2\. Pornographic celebration of violence contrasted with ridiculous
prudishness. One of the children's movies (or maybe "family" movies) I watched
when I was a kid had female toplessness in it. Judging by the late effects,
today, decades later, I can tell you that this causes absolutely zero
problems. Neither does male nudity. But today, whenever I go to the cinema, I
must be prepared to see people being hacked to pieces, which is IMO totally
fucked up. Not that I have any problem with violence in movies, but why does
it have to be _every single one_ of them? I mean Pirates of the Caribbean 2?
That is a movie made for children by Disney. Why does it start with explicit
scenes in a torture prison?

I have, however, observed one positive trend, which is the growing willingness
of television series producers to take a more relaxed stance towards nudity.

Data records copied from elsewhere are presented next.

PR #1040, opened 2019-09-17
NAS-103127 / 11.3 / Automatically toggle network properties for plugins

sonicaj:
This commit introduces changes where if user supplies a network prop which they would like to use for plugin connectivity, we disable the default network prop supplied by plugin manifest if any.

### DIFF
--- a/iocage_lib/ioc_plugin.py
+++ b/iocage_lib/ioc_plugin.py
@@ -254,8 +254,8 @@ class IOCPlugin(object):
             conf['release'] = re.sub(r"\W\w.", "-", conf['release'])
 
         self.release = conf['release']
-        self.__fetch_plugin_inform__(conf, num, plugins, accept_license)
         props, pkg = self.__fetch_plugin_props__(conf, props, num)
+        self.__fetch_plugin_inform__(conf, num, plugins, accept_license)
         location = f"{self.iocroot}/jails/{self.jail}"
 
         try:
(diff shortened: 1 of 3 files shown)


skarekrow:
This shouldn't be needed, as plugins shouldn't have network props defined. The few that do should require them (like vnet), so this would cause regressions with those.

sonicaj:
For having all plugins default to using `nat`. We are specifying `nat`/`dhcp` properties in the plugin manifests. Could you please elaborate on the regressions this can have ?

skarekrow:
We shouldn’t be doing that. We should be defaulting to nat or only overriding nat here. Vnet is the bigger worry. Some plugins (can’t recall off the top of my head) require it to function 100%. Plex is one, as the multicasts and unicasts are required.

sonicaj:
I am not sure i follow, we have `vnet` enabled, what's the issue ?
Are you saying that some plugins won't function well with `nat` ?

skarekrow:
I’m saying some won’t function well *without* vnet. 

We should only be overriding nat here. Nothing else network wise. And we should not be putting random network props (like dhcp) in manifests as well.

william-gr:
They are default props, users can override them

sonicaj:
Okay so we are not disabling `vnet` anywhere ?

This PR only introduces changes to `nat`/`dhcp`/`ip4_addr` and `ip6_addr` properties

iocage_lib/ioc_plugin.py
```diff
@@ -469,11 +486,31 @@ def __fetch_plugin_props__(self, conf, props, num):
...
+        ) and (not iocage_lib.ioc_common.lowercase_set(
+                iocage_lib.ioc_common.construct_truthy('dhcp')
+        ) & iocage_lib.ioc_common.lowercase_set(
+            create_props) and not iocage_lib.ioc_common.lowercase_set(
+            iocage_lib.ioc_common.construct_truthy('ip_hostname')
+        ) & iocage_lib.ioc_common.lowercase_set(
+            create_props) and not iocage_lib.ioc_common.lowercase_set(
+            iocage_lib.ioc_common.construct_truthy('nat')
+        ) & iocage_lib.ioc_common.lowercase_set(create_props)):
+            iocage_lib.ioc_common.logit(
```
skarekrow, line 499: I regret writing blocks like this, perhaps we should make this a common function so it reads much nicer?

skarekrow (dismissed):
Meh, you're right. I missed a detail on this.

iocage_lib/ioc_plugin.py
sonicaj: Roger that :p

skarekrow (approved):
So much nicer!

PR #1046, opened 2019-09-24
NAS-102932 / 11.3 / Remove py-libzfs from iocage

sonicaj:
This PR aims to remove py-libzfs from iocage and introduce a new api to handle zfs related tasks.


iocage_lib/ioc_plugin.py
```diff
@@ -1429,9 +1427,6 @@ def __check_manifest__(self, plugin_conf):
                 },
                 _callback=self.callback)
 
-        if write:
-            self.json_write(plugin_conf)
```
william-gr, line 1433: Wondering why this changed?

iocage_lib/ioc_json.py
```diff
@@ -678,31 +681,29 @@ def get_version():
...
-                    match += 1
-                elif prop_comment == "iocage":
-                    _dataset = pool
-                    match += 1
+            matches = []
+            for pool in PoolListableResource():
+                ds = Dataset(pool.name)
+                if pool.active:
+                    matches.append(pool)
+                elif ds.properties['comment'] == 'iocage':
```
william-gr: Isnt comment a user property? Doesnt this need special handling? e.g. org.iocage:comment ? or does it already do that

iocage_lib/ioc_plugin.py
sonicaj: I don't know why it was there in the first place :p ioc plugin has no function with that signature

iocage_lib/ioc_json.py
sonicaj: It indeed is but keeping the old implementation, it has not followed that convention. it just is `comment`

iocage_lib/dataset.py
```diff
@@ -0,0 +1,149 @@
...
+
+    @property
+    def dataset(self):
+        return Dataset(self.resource_name.split('@', 1)[0])
+
+    def create_snapshot(self, options=None):
+        return create_snapshot(self.resource_name, options)
+
+    @property
+    def exists(self):
```
william-gr, line 104: This feels a bit weird to be a property since it requires non-trivial computation to be evaluated.

Same for dataset.

iocage_lib/ioc_fetch.py
```diff
@@ -251,16 +253,16 @@ def fetch_release(self, _list=False):
...
 
             for f in self.files:
                 if not os.path.isfile(f):
 
-                    _dataset = self.zfs.get_dataset(pool_dataset)
-
-                    _dataset.umount()
-                    _dataset.delete()
+                    ds = Dataset(pool_dataset)
+                    ds.umount()
```
william-gr: I dont think you need umount here, zfs destroy does it. umount was required in py-libzfs

iocage_lib/ioc_json.py
william-gr: I dont follow. `comment` is not a valid zfs property, how can you expect it to exist?

william-gr (dismissed):

iocage_lib/ioc_json.py
sonicaj: I don't. I am just keeping the old behavior. Perhaps @skarekrow can elaborate ?

skarekrow: It was used for legacy iocage installations. The property is a *zpool* property.

sonicaj: Well in that case why are we checking it for pool root dataset ?

skarekrow: I don't remember the reason why, it was years ago :P

william-gr: Lets remove it then, it has been broken for years :D

william-gr (approved):

themylogin:
Good job, this is giant and after several reviews I could not find anything notable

Maybe I'm just getting old and grumpy. Hmpff.

------
qq66
Atheism, as a conceptual focus of a movie, is about as interesting as a group
of people who aren't marathon runners. It's hard to define a character by what
they don't believe in.

There are plenty of movies that are "atheist" in that God or deities do not
play any role in the movie. For example, the movie "Her" and a million others.

------
ChuckFrank
Oh the irony. Hollywood has realized that "Piety is profitable"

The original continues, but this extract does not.